CORRESPONDENCE Intraprostatic Fat: Does It Exist? To the Editor:—Invasion of fat is almost always a manifestation of extraprostatic spread by cancer.1 However, a published observation has indicated that rarely, significant expanses of fat may exist within the prostate, where its invasion by carcinoma would be misleading and might be considered evidence of extraprostatic spread.2 This published report was subsequently brought into question by evidence that the “fat areas” might represent defects or cavities in the section.3 To address this controversy, we dissected 150 prostates from consecutive autopsies of men over age 40 (mean and median age, 61 years) who died of diseases other than carcinoma of the prostate. The prostates were dissected free from the surrounding tissue and fixed uncut in 10% formalin for 5 days or longer. The glands were cut into 2 parts through a sagittal section passing through the middle of the organ. The ejaculatory ducts were easily visualized on each section plane because of the presence of yellow-brown pigment. The 2 halves were sectioned through the plane indicated by the presence of the ejaculatory duct. Sections of the posterolateral region corresponded to the portion of the gland lying posterior to the plane of section, and sections of the anterolateral region corresponded to the portion lying anterior to the plane of section. A step section method was used to cut the whole prostate in coronal planes in intervals of 0.3 to 0.5 cm. Blocks were

embedded in paraffin and cut at 6 ␮m, and 1 section from each block was stained with hematoxylin and eosin in a total of 5712 sections examined. Fat was considered to be located in 2 regions: beyond and amid or preceding the most peripheral acini. We preferred the latter location because the prostatic “capsule” is not a true capsule.4 The outer limit of the prostate corresponds to its own fibromuscular stroma. This limit may be sharp or imprecise due to bundles of fibromuscular stroma that penetrate and disappear into the periprostatic connective tissue stroma. For this study, the outer limit of the prostate was defined as the outer surface of the most peripheral acini of the gland. Fat was found amid and preceding the most peripheral acini of the gland in only 1 of 150 (0.66%) prostates examined. This fat, comprising a group of 6 adipose cells (Fig 1), was seen in only 1 of 45 sections of this prostate, corresponding to 1 of the total of 5712 sections (0.01%) examined. This section with fat was located in the anterolateral part of the gland. In all other sections fat was seen only beyond the most peripheral acini of the prostate. Prostatic adenocarcinoma detected in transrectal needle core biopsy is routinely evaluated by most pathologists with regard to length (extent) of cancer in the core, tumor grade, and evidence of extraprostatic spread into either seminal vesicles or periprostatic fat. These parameters correlate with the probability of surgical cure and may dictate therapeutic choices.2 There are 3 criteria for extraprostatic extension, depending on the site and composition of the extraprostatic tissue: (1) cancer in adipose tissue, (2) cancer in perineural spaces of the neurovascular bundles, and (3) cancer in anterior muscle.1 Our study demonstrated that intraprostatic fat is extremely rare. Invasion of fat in a needle biopsy specimen of the posterolateral region of the prostate appears to always be a manifestation of extraprostatic spread by cancer.

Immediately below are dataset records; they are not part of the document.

Issue #2056, opened 2026-02-04
Security: Retry amplification and LLM validator injection findings


swarmbrr:
Hi,

I conducted a security audit of instructor focusing on attack surfaces when processing untrusted LLM outputs. Found two issues worth sharing:

### 1. Retry Amplification (Medium severity)

**Location**: `instructor/core/retry.py`, `instructor/core/patch.py`

The retry mechanism lacks rate limiting. An adversarial LLM (or prompt-injected response) can craft outputs that always fail validation, causing:
- Each retry appends 2 messages (assistant + tool error)
- Context grows exponentially
- 10 retries = 506x context growth in my PoC

**Impact**: Token budget exhaustion, cost amplification.

**Suggested mitigation**: Optional token budget limit in `max_retries` config, alongside existing `timeout`.

### 2. LLM Validator Injection (Medium severity)

**Location**: `instructor/validation/llm_validators.py:50-66`

User values are interpolated directly into validation prompts without escaping:

```python
{"role": "user", "content": f"Does `{v}` follow the rules: {statement}"}
```

If `v` contains prompt injection payloads, the validator LLM may be manipulated to return `is_valid: true` for invalid data.

**Suggested mitigation**: Explicit delimiters or structured input format for user values.

---

Happy to share the full audit document and PoC if helpful. No rush on response—I'm following a 30-day disclosure window before publishing findings publicly.

Let me know if you'd like more details on either finding.

xXMrNidaXx:
Thanks for the detailed security audit - these are both valid concerns that affect anyone using LLM validation in production.

**On Retry Amplification:**
In addition to token budget limits, consider:
- Exponential backoff between retries (not just linear)
- Context truncation strategy (keep only last N messages on retry)
- Early termination if error messages are repetitive (same error 3x = give up)

**On LLM Validator Injection:**
For production systems using LLM validation:
```python
# Instead of string interpolation:
{"role": "user", "content": f"Does '{v}' follow the rules: {statement}"}

# Consider structured format with clear delimiters:
{"role": "user", "content": f"""
<VALIDATION_REQUEST>
<VALUE>{html.escape(str(v))}</VALUE>
<RULES>{statement}</RULES>
</VALIDATION_REQUEST>
Does the VALUE follow the RULES? Answer only 'valid' or 'invalid'.
"""}
```

Also worth considering:
- Separate, isolated model for validation (lower capability = lower injection risk)
- Regex pre-validation before LLM validation for obvious bad inputs
[...]

PR #2215, opened 2026-03-25
fix(validators): make allow_override work in llm_validator

Krishnachaitanyakc:
## Summary

- Fix dead code in `llm_validator` where the `allow_override` parameter could never take effect
- The `assert resp.is_valid` on line 69 always fired before the `allow_override` check on line 71, making the override path unreachable
- Restructure the logic so that when `allow_override=True` and the LLM provides a `fixed_value`, the corrected value is returned instead of raising `AssertionError`

## Problem

```python
# Before (broken): assert always fires first, override is dead code
assert resp.is_valid, resp.reason                          # <-- raises here
if allow_override and not resp.is_valid and resp.fixed_value is not None:
    return resp.fixed_value  # <-- never reached
```

```python
# After (fixed): check override before asserting
if not resp.is_valid:
    if allow_override and resp.fixed_value is not None:
        return resp.fixed_value
```

## Test plan

- [x] `test_valid_value_returns_original` -- valid input returns original value
- [x] `test_invalid_without_override_raises` -- invalid input without override raises AssertionError
- [x] `test_invalid_with_override_returns_fixed_value` -- invalid input with override returns LLM-suggested fix
- [x] `test_invalid_with_override_but_no_fixed_value_raises` -- invalid input with override but no fix still raises
- [x] `test_valid_value_with_override_returns_original` -- valid input with override enabled returns original

```bash
python -m pytest tests/test_llm_validator_allow_override.py -v
```

Relates to #2056

### DIFF
--- a/instructor/validation/llm_validators.py
+++ b/instructor/validation/llm_validators.py
@@ -64,13 +64,14 @@ def llm_validator(
             temperature=temperature,
         )
 
-        # If the response is  not valid, return the reason, this could be used in
-        # the future to generate a better response, via reasking mechanism.
-        assert resp.is_valid, resp.reason
+        # If the value is not valid but we allow overrides and the LLM
+        # suggested a corrected value, return the fixed value instead of
+        # raising an assertion error.
+        if not resp.is_valid:
+            if allow_override and resp.fixed_value is not None:
+                return resp.fixed_value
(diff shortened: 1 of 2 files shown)


jxnl:
Already applied — `llm_validator` already checks `allow_override` before asserting. Closing.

ATHANASE BILLIS, MD Department of Pathology State University of Campinas (Unicamp) Campinas, SP, Brazil 1. Bostwick DG, Montironi R: Evaluating radical prostatectomy specimens: Therapeutic and prognostic importance. Virchows Arch 430:1-16, 1997 2. Cohen RJ, Stables S: Intraprostatic fat [letter]. HUM PATHOL 29:424-425, 1998 3. Nopajaroonsri C: Intraprostatic fat [letter]. HUM PATHOL 29:887, 1998 4. Ayala AG, Ro JY, Babaian R, et al: The prostatic capsule: Does it exist? Its importance in the staging and treatment of prostatic carcinoma. Am J Surg Pathol 13:21-27, 1989

FIGURE 1. The focus of adipose tissue is located amidst and preceding the most peripheral prostatic acini. (Hematoxylin and eosin; original magnification ⫻ 83.)